* [Dataset records]
=-=-=-=-=
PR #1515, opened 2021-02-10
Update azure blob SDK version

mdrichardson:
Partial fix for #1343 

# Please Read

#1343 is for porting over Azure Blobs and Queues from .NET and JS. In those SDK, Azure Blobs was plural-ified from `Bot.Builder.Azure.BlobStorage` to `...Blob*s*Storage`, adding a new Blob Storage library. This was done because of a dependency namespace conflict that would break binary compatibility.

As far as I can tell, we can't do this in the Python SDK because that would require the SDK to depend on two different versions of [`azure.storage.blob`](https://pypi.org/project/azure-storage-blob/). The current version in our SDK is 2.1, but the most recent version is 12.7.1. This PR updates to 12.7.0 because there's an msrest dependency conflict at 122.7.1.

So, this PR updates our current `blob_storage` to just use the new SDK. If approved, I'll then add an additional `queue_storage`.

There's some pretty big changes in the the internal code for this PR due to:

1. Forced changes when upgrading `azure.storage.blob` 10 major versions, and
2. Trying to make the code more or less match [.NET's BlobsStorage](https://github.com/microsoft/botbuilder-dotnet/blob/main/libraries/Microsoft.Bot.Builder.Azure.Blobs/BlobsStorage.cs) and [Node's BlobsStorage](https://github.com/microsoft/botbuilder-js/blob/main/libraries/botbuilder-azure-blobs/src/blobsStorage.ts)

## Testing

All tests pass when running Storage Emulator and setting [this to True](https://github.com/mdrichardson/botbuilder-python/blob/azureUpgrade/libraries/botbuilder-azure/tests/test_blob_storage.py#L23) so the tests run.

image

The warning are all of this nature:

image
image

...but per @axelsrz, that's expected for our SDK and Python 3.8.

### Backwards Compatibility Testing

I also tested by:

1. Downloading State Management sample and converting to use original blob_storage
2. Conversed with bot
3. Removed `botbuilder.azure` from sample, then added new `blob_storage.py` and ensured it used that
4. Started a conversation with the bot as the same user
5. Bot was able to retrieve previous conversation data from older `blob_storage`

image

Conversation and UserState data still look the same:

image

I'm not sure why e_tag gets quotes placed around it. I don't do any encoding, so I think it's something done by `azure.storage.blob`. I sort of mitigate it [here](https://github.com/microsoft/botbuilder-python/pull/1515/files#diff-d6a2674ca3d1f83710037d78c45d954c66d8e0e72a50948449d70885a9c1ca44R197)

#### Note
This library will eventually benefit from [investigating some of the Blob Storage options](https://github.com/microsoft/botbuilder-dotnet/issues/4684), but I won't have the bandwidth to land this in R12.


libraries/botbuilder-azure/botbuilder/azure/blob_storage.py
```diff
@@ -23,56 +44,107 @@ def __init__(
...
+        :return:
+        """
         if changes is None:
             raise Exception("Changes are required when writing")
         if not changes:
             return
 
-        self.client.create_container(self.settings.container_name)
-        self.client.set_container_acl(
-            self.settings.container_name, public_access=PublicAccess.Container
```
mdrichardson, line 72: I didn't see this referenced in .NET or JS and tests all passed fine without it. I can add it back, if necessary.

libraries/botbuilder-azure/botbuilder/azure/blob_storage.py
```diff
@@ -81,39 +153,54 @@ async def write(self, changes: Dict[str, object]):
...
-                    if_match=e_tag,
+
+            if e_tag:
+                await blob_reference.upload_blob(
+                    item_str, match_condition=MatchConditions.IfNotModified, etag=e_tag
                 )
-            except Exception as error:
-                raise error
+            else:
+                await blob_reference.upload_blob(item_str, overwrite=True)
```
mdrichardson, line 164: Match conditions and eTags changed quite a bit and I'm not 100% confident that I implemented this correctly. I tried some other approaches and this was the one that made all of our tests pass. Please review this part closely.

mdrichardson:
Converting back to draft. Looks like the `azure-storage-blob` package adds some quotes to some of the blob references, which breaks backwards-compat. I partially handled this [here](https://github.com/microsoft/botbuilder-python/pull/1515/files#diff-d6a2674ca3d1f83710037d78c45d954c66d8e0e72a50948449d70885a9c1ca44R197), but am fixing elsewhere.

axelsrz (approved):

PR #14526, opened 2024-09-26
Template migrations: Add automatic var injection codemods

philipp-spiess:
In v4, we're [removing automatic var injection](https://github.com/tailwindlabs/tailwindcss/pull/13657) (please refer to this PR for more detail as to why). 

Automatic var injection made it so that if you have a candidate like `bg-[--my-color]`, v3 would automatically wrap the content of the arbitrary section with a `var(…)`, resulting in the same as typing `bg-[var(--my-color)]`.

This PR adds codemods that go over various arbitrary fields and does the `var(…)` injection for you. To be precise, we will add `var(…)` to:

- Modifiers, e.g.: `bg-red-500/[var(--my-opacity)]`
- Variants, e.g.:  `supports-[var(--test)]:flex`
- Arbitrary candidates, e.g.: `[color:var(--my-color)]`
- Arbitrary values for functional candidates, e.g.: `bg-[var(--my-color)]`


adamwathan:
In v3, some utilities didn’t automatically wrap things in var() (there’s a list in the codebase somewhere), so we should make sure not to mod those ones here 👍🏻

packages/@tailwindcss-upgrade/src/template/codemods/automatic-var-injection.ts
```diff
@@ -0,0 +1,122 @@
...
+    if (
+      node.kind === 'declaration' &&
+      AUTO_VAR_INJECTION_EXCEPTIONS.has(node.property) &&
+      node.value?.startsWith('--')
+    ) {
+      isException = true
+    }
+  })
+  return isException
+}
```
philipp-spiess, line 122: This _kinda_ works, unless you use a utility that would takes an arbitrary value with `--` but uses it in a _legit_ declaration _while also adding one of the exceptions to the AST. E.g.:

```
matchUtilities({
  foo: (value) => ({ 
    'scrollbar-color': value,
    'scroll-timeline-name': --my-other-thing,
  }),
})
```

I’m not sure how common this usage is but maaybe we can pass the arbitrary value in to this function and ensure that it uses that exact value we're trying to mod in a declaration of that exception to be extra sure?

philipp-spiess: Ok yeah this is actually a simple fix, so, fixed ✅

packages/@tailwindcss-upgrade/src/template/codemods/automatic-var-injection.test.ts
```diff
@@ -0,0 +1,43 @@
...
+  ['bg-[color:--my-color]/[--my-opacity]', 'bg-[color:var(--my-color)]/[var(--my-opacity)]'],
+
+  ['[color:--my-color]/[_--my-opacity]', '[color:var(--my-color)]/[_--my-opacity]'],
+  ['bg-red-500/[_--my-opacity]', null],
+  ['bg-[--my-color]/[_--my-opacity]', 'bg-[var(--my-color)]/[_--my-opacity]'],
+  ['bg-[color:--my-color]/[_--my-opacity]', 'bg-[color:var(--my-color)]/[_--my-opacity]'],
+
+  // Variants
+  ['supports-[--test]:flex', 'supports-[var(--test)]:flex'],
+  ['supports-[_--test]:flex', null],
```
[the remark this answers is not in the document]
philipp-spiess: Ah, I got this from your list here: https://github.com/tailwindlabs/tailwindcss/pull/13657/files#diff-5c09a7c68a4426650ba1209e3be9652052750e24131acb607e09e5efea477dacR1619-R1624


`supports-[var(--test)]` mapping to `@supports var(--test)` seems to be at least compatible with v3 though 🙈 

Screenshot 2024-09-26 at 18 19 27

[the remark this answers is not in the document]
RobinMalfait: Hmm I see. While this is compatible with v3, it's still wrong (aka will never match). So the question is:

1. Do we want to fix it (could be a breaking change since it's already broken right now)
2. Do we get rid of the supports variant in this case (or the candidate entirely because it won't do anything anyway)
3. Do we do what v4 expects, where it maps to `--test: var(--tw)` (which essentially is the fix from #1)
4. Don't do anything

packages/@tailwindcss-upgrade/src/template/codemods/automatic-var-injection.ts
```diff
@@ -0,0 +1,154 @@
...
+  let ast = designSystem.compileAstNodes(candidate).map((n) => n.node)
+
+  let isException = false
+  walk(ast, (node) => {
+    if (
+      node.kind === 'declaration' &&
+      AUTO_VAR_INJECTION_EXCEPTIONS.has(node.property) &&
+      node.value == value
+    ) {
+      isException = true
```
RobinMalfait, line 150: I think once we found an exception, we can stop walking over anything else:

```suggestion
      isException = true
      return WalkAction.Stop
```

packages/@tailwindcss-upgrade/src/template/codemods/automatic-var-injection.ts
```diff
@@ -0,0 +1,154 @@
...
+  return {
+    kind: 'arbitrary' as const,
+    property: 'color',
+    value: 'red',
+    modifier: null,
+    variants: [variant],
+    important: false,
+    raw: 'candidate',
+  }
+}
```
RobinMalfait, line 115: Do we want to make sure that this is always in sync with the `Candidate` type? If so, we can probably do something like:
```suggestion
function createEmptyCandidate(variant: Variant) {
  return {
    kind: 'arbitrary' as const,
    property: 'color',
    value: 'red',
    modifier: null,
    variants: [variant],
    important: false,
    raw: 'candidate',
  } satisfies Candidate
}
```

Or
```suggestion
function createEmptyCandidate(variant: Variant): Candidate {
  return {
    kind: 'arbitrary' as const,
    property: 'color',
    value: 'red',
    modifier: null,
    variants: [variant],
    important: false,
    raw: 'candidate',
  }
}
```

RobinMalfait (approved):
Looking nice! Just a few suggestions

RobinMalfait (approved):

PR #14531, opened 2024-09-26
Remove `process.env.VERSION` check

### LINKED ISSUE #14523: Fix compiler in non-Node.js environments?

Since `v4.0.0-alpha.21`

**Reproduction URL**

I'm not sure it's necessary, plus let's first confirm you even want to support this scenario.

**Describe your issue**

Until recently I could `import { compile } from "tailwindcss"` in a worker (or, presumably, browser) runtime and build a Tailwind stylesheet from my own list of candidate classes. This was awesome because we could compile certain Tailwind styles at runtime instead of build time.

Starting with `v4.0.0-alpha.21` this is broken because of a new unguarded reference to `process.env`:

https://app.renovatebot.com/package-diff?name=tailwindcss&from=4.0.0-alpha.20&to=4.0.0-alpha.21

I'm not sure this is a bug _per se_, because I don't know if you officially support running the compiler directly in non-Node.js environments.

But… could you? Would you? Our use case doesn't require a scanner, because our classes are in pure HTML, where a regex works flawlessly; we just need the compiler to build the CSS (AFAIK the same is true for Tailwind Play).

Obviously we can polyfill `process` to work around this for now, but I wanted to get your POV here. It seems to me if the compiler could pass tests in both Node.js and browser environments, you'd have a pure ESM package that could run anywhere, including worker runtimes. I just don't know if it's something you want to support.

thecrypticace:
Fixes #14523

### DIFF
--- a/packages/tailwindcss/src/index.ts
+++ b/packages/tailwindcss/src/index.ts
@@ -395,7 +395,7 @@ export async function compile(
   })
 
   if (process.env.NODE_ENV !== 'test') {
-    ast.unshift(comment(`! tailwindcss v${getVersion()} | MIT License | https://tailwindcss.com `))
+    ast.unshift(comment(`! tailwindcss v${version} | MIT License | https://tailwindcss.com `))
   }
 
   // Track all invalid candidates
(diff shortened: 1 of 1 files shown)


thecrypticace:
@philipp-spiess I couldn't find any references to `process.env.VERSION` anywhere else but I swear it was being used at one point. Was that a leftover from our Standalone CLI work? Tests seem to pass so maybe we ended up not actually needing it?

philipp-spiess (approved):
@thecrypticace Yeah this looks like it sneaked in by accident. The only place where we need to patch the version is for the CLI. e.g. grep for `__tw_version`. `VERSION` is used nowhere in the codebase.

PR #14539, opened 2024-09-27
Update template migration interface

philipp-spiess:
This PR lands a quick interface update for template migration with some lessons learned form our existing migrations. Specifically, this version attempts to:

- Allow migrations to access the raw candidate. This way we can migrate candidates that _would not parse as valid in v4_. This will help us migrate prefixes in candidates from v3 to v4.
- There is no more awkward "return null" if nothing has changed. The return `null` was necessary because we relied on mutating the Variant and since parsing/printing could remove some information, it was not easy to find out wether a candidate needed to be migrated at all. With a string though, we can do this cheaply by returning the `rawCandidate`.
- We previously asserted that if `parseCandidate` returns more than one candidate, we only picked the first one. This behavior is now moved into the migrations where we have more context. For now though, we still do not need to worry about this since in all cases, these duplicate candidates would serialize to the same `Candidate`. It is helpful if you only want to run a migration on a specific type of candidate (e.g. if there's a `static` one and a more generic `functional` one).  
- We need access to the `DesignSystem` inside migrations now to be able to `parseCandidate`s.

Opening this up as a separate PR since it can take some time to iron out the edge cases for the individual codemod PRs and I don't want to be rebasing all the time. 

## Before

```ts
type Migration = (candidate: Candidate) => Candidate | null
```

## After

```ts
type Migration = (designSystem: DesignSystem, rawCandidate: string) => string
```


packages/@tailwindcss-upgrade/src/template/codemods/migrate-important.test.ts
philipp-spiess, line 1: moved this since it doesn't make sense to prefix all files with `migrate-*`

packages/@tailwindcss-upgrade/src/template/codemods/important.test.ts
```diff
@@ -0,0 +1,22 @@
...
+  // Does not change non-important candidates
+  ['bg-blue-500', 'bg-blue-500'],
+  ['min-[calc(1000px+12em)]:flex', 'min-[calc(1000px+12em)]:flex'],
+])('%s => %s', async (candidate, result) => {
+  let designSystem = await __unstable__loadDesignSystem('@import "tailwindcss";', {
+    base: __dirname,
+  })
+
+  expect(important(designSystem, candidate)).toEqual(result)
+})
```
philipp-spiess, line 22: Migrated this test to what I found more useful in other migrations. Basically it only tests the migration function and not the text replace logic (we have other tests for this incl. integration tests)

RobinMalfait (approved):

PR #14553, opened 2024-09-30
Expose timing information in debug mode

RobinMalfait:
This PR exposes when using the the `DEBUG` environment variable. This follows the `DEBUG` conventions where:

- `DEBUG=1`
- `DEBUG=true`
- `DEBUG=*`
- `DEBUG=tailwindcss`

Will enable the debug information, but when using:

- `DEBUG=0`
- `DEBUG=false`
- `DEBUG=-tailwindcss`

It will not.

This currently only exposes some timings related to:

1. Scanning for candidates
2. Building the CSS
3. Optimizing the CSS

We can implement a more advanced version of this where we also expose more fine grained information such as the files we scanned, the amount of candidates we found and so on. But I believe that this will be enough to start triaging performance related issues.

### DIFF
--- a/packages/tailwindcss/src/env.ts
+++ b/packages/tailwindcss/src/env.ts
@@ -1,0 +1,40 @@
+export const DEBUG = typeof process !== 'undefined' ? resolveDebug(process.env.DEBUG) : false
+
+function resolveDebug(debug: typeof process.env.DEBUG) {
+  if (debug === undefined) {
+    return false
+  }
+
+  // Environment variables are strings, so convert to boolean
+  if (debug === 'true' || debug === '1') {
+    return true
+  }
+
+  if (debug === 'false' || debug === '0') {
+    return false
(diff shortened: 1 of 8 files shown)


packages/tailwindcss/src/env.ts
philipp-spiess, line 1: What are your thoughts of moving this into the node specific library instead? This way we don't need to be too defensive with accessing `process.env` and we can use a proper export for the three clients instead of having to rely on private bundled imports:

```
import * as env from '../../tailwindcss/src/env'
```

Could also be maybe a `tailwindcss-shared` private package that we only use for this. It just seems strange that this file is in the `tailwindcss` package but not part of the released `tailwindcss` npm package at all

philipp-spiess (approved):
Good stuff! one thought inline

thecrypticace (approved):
=-=-=-=-=
Using the records above, filter out every line that lacks the string "exposes" and copy the rest.

* [Answer box]
This PR exposes when using the the `DEBUG` environment variable. This follows the `DEBUG` conventions where:
This currently only exposes some timings related to:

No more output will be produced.